(Stored data entries)
----------------
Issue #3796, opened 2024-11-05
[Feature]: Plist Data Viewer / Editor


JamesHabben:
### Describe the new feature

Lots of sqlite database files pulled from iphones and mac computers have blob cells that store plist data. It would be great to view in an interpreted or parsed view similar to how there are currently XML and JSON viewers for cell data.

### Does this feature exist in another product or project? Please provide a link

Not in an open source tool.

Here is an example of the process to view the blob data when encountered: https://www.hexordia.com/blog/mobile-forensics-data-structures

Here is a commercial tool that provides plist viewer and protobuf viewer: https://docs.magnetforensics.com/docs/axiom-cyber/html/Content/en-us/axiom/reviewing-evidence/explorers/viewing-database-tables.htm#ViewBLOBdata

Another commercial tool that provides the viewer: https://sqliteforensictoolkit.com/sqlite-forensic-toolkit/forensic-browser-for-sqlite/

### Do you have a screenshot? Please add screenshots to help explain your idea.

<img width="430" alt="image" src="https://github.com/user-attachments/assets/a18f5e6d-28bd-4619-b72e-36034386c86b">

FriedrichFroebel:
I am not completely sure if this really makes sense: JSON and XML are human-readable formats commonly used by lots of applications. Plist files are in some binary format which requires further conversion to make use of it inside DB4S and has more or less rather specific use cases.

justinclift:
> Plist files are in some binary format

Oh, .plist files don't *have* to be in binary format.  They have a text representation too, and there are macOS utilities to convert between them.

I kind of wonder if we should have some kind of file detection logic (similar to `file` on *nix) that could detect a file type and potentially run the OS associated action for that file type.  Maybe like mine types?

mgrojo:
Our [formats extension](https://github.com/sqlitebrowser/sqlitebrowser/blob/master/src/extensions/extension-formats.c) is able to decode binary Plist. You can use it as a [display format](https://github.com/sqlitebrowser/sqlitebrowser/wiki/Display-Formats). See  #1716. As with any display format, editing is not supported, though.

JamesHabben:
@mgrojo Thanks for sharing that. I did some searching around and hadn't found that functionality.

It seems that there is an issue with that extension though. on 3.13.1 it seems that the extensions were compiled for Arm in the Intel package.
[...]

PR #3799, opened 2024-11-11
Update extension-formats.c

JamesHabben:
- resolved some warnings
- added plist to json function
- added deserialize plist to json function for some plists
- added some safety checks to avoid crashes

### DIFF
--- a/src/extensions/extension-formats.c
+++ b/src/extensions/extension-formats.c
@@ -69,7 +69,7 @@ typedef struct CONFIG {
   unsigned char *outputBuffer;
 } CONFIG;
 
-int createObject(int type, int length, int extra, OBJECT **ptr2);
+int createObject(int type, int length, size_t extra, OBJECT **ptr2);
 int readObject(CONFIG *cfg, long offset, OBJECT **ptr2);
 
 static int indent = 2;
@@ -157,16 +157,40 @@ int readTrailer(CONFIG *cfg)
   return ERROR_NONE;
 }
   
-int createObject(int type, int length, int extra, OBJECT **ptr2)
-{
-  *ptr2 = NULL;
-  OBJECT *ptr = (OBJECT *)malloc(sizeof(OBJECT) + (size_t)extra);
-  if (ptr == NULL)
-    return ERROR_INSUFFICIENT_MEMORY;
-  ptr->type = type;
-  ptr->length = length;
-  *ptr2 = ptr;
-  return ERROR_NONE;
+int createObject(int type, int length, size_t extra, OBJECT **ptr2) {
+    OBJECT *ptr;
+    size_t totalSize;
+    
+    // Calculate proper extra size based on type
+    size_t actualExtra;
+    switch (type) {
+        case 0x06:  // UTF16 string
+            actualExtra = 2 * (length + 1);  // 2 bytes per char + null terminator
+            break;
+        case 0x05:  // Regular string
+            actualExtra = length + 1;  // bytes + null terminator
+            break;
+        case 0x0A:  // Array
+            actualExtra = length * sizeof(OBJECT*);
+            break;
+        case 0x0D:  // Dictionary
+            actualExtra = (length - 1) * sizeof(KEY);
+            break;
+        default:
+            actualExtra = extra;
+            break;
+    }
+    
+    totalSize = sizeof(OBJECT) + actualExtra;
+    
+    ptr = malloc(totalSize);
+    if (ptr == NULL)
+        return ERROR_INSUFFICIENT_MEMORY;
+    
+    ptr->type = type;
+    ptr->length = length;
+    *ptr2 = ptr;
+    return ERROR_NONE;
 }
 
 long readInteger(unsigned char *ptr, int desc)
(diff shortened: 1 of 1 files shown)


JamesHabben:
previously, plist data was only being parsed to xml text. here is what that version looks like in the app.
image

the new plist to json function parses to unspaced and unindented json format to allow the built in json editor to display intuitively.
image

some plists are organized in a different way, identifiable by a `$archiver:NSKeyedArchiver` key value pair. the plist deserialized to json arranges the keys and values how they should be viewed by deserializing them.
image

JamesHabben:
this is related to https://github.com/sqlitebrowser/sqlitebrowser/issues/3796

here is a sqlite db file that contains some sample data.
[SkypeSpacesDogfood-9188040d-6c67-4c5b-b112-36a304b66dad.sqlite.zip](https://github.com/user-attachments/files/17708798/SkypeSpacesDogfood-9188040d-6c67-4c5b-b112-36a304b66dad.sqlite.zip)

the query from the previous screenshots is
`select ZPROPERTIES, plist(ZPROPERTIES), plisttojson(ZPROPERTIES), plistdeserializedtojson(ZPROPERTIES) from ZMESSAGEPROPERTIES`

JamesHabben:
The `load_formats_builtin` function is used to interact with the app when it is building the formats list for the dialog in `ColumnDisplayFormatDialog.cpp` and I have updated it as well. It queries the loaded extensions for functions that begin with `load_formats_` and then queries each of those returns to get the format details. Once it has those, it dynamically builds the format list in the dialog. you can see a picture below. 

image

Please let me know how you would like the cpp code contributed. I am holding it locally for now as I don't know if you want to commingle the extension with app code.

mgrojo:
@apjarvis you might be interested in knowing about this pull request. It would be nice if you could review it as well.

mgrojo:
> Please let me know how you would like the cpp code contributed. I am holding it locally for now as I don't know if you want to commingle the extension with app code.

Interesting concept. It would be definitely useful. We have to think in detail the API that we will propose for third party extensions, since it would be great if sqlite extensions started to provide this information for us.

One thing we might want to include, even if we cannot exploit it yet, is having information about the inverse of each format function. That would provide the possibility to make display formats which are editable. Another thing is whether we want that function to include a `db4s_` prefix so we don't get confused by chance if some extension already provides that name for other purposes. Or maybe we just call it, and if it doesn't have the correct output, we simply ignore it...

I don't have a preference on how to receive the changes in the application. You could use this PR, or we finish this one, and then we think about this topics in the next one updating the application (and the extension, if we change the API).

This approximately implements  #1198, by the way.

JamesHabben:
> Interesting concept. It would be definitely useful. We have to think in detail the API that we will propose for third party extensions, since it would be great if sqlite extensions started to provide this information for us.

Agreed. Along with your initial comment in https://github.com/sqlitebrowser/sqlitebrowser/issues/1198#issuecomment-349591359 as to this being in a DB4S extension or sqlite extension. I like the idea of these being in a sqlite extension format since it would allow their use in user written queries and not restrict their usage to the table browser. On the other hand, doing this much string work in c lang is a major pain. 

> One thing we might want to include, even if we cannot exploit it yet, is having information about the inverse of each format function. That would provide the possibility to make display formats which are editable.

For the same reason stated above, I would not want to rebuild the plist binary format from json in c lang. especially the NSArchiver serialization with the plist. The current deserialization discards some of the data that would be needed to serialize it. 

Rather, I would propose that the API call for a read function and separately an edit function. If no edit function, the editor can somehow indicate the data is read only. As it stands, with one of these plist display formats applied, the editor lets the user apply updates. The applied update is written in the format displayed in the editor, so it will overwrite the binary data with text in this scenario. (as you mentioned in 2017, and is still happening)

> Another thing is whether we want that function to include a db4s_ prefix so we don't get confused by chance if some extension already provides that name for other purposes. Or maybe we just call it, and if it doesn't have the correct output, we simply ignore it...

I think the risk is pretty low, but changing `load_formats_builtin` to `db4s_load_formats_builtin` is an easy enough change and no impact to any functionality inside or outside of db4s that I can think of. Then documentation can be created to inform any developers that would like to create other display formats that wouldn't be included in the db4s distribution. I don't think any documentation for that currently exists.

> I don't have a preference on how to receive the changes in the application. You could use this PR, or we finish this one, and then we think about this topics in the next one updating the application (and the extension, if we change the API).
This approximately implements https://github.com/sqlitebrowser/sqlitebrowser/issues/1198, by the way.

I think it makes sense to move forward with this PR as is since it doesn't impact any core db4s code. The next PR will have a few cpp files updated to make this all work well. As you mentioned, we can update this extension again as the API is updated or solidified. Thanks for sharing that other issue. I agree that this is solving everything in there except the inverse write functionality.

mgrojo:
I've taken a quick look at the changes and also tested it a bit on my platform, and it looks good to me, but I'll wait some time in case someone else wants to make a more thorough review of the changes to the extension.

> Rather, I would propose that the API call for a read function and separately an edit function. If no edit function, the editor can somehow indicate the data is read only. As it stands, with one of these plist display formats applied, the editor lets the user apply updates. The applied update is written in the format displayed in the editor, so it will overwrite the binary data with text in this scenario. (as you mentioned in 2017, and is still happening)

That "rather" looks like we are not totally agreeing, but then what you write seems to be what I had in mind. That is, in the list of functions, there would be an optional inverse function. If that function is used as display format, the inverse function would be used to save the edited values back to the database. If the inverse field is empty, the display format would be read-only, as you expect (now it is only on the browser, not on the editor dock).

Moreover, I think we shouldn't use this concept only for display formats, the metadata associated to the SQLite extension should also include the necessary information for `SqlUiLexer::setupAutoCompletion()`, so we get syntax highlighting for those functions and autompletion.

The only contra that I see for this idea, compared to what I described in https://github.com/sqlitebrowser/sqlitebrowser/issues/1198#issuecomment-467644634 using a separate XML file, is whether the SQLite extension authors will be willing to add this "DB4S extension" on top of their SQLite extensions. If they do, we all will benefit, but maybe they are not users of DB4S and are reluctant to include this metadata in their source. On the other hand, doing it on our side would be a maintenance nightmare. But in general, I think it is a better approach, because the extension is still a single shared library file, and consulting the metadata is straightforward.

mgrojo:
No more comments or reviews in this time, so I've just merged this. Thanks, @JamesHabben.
----------------
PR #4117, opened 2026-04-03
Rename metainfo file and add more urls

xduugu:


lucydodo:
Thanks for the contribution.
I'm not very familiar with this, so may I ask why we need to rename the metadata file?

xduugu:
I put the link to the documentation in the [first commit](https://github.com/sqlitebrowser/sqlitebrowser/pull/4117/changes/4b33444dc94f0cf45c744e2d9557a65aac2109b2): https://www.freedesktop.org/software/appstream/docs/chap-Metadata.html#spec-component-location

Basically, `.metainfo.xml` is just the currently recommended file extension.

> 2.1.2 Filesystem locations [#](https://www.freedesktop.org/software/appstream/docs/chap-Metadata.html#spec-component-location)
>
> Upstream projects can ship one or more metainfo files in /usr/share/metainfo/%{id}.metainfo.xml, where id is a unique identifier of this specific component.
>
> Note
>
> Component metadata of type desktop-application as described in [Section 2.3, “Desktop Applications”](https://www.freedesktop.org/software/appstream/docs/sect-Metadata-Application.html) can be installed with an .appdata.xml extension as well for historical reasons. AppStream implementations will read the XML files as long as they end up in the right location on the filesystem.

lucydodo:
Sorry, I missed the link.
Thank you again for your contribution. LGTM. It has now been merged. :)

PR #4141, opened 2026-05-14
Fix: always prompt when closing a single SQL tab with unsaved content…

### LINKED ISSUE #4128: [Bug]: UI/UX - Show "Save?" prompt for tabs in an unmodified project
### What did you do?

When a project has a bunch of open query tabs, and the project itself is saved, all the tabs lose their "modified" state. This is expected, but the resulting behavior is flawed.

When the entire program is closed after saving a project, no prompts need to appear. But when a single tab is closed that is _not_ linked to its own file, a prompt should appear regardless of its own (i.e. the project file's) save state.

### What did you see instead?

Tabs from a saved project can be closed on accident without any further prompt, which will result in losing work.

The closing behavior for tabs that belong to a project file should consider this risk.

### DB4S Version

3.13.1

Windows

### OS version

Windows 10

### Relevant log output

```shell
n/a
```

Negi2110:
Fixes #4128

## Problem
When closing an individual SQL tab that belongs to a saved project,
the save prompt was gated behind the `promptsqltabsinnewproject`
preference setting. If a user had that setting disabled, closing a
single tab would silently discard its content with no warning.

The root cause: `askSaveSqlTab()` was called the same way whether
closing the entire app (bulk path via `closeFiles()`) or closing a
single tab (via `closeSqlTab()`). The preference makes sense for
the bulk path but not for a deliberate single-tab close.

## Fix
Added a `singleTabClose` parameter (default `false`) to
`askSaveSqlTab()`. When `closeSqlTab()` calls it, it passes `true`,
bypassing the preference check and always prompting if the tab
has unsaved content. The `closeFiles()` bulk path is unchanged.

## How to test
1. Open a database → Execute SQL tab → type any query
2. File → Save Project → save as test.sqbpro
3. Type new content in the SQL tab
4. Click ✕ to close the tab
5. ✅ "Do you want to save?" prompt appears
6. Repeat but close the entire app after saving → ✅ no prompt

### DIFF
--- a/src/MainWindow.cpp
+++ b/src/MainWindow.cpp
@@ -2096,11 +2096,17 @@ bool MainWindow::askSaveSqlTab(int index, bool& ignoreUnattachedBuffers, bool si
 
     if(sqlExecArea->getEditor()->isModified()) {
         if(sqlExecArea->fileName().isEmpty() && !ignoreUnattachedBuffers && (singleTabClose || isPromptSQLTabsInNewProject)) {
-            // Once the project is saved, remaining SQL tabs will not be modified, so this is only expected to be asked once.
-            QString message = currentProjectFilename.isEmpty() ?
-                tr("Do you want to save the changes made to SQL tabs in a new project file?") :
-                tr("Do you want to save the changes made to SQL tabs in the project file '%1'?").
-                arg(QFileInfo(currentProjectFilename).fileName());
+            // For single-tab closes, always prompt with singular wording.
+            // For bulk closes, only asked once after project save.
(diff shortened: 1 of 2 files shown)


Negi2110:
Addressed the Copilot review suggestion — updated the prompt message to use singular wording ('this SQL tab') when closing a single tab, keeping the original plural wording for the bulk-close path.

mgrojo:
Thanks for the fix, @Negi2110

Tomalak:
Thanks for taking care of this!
----------------
**TASK ITEM**.
A verbatim transcription is needed of the lines above, starting at the line with "Issue #3796, opened 2024-11-05" and ending at the line with "I kind of wonder", both included, and of nothing else.

**SOLUTION BELOW**.
Issue #3796, opened 2024-11-05
[Feature]: Plist Data Viewer / Editor


JamesHabben:
### Describe the new feature

Lots of sqlite database files pulled from iphones and mac computers have blob cells that store plist data. It would be great to view in an interpreted or parsed view similar to how there are currently XML and JSON viewers for cell data.

### Does this feature exist in another product or project? Please provide a link

Not in an open source tool.

Here is an example of the process to view the blob data when encountered: https://www.hexordia.com/blog/mobile-forensics-data-structures

Here is a commercial tool that provides plist viewer and protobuf viewer: https://docs.magnetforensics.com/docs/axiom-cyber/html/Content/en-us/axiom/reviewing-evidence/explorers/viewing-database-tables.htm#ViewBLOBdata

Another commercial tool that provides the viewer: https://sqliteforensictoolkit.com/sqlite-forensic-toolkit/forensic-browser-for-sqlite/

### Do you have a screenshot? Please add screenshots to help explain your idea.

<img width="430" alt="image" src="https://github.com/user-attachments/assets/a18f5e6d-28bd-4619-b72e-36034386c86b">

FriedrichFroebel:
I am not completely sure if this really makes sense: JSON and XML are human-readable formats commonly used by lots of applications. Plist files are in some binary format which requires further conversion to make use of it inside DB4S and has more or less rather specific use cases.

justinclift:
> Plist files are in some binary format

Oh, .plist files don't *have* to be in binary format.  They have a text representation too, and there are macOS utilities to convert between them.

I kind of wonder if we should have some kind of file detection logic (similar to `file` on *nix) that could detect a file type and potentially run the OS associated action for that file type.  Maybe like mine types?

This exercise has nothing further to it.